[Stored items]
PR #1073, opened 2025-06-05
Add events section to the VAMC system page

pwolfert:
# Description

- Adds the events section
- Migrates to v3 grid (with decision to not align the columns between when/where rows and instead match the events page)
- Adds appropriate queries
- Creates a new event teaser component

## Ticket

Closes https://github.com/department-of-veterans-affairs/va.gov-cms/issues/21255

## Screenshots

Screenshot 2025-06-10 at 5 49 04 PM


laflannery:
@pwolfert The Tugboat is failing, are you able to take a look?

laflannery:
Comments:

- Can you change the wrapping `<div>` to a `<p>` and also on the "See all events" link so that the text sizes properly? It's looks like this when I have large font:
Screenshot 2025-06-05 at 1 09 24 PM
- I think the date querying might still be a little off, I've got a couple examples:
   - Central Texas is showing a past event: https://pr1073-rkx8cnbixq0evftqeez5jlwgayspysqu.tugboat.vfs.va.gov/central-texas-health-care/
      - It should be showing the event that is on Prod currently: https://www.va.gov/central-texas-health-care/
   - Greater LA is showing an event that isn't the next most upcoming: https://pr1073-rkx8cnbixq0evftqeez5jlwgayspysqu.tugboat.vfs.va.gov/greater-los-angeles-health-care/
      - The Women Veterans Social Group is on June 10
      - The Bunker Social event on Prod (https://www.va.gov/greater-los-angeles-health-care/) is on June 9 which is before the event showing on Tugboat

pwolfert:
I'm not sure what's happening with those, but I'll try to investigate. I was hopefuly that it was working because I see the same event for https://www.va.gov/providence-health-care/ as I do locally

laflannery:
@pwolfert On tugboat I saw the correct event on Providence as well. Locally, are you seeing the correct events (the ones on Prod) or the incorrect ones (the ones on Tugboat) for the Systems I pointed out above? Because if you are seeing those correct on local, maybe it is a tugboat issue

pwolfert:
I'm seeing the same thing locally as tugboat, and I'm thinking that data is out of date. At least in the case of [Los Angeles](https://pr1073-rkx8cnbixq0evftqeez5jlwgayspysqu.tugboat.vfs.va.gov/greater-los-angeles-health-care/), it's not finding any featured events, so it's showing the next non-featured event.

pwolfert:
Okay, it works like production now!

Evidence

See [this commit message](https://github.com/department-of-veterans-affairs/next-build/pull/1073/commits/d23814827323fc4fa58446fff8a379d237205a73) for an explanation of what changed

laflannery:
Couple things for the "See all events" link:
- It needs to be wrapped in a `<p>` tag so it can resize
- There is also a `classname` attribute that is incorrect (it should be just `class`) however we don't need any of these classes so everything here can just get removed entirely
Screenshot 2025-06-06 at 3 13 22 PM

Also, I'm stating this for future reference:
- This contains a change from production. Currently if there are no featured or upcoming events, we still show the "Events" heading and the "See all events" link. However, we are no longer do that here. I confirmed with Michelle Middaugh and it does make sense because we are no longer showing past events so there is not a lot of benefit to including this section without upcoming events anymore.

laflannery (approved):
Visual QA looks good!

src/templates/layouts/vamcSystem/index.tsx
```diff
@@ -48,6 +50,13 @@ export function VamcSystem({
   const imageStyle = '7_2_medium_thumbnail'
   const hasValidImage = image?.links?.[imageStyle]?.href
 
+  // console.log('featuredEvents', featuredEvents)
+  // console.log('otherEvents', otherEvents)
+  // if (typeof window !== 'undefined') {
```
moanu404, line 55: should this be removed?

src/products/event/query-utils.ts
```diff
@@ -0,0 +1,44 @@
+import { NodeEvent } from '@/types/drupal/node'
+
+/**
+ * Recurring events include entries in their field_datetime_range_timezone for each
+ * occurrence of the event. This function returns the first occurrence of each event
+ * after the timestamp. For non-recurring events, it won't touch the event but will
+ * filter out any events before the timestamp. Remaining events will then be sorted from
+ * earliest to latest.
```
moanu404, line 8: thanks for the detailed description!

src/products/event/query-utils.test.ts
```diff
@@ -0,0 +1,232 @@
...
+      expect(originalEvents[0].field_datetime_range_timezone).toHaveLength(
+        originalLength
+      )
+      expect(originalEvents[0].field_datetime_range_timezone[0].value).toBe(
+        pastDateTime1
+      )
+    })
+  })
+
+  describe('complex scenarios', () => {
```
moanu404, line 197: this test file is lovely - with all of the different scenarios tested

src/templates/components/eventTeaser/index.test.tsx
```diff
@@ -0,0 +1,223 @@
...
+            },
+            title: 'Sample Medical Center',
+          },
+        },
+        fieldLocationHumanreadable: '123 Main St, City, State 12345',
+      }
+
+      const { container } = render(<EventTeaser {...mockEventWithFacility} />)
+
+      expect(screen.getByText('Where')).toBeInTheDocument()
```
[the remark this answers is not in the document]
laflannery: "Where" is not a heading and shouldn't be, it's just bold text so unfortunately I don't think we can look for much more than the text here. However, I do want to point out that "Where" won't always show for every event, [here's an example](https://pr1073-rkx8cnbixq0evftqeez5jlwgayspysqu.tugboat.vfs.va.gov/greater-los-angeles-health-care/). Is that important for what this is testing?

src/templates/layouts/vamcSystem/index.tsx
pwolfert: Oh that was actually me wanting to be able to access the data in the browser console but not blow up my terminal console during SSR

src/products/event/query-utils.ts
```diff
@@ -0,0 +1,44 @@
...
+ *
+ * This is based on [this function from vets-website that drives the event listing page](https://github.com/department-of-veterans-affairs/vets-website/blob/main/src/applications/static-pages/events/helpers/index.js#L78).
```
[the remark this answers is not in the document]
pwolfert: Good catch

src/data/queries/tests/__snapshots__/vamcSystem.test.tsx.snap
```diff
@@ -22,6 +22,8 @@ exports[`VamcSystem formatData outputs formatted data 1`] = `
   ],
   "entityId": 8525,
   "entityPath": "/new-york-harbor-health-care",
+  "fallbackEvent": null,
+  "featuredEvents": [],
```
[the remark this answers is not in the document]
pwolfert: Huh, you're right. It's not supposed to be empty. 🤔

...

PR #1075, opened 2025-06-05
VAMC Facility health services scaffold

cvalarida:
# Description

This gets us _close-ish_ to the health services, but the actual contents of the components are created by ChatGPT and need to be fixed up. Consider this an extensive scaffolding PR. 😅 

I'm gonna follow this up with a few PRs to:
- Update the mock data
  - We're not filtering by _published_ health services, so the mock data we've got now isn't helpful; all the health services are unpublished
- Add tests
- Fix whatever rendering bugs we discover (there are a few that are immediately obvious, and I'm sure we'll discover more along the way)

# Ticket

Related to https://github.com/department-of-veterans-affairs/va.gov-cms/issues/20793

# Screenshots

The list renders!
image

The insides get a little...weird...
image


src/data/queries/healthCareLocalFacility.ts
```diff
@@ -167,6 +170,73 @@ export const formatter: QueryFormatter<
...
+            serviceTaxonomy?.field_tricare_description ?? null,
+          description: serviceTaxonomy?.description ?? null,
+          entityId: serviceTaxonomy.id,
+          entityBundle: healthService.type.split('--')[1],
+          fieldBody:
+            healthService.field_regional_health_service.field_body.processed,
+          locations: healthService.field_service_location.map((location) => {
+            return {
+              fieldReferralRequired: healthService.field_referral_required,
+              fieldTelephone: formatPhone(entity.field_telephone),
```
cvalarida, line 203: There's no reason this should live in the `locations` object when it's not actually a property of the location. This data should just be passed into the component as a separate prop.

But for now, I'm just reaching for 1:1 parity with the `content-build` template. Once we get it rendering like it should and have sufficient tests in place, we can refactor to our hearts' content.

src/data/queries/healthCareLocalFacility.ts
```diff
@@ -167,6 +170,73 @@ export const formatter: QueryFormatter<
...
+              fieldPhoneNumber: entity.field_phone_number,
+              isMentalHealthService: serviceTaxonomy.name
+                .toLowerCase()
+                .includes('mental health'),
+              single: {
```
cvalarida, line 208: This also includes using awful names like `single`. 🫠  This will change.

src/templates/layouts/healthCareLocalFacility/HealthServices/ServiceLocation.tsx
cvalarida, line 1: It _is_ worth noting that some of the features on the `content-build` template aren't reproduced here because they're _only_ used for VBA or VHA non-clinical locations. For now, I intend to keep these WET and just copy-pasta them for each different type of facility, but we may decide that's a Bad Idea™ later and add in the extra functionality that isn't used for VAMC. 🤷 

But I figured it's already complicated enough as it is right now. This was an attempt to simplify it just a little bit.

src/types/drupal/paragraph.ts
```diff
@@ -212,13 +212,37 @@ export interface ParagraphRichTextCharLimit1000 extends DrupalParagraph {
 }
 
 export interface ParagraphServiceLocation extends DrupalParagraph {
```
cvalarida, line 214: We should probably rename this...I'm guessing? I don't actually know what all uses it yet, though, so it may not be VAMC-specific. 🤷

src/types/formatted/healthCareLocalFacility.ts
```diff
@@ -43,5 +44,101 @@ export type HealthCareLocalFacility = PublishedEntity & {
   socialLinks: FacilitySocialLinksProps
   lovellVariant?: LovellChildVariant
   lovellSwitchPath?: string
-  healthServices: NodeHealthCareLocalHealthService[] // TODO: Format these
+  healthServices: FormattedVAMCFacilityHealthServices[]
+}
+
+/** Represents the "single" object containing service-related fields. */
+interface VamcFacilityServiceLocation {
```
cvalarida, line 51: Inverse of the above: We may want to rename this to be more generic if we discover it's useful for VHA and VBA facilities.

WHAT NEEDS TO BE DONE: Where a line of the data above includes "texas", copy that line.

WRITTEN RESPONSE:
   - Central Texas is showing a past event: https://pr1073-rkx8cnbixq0evftqeez5jlwgayspysqu.tugboat.vfs.va.gov/central-texas-health-care/
      - It should be showing the event that is on Prod currently: https://www.va.gov/central-texas-health-care/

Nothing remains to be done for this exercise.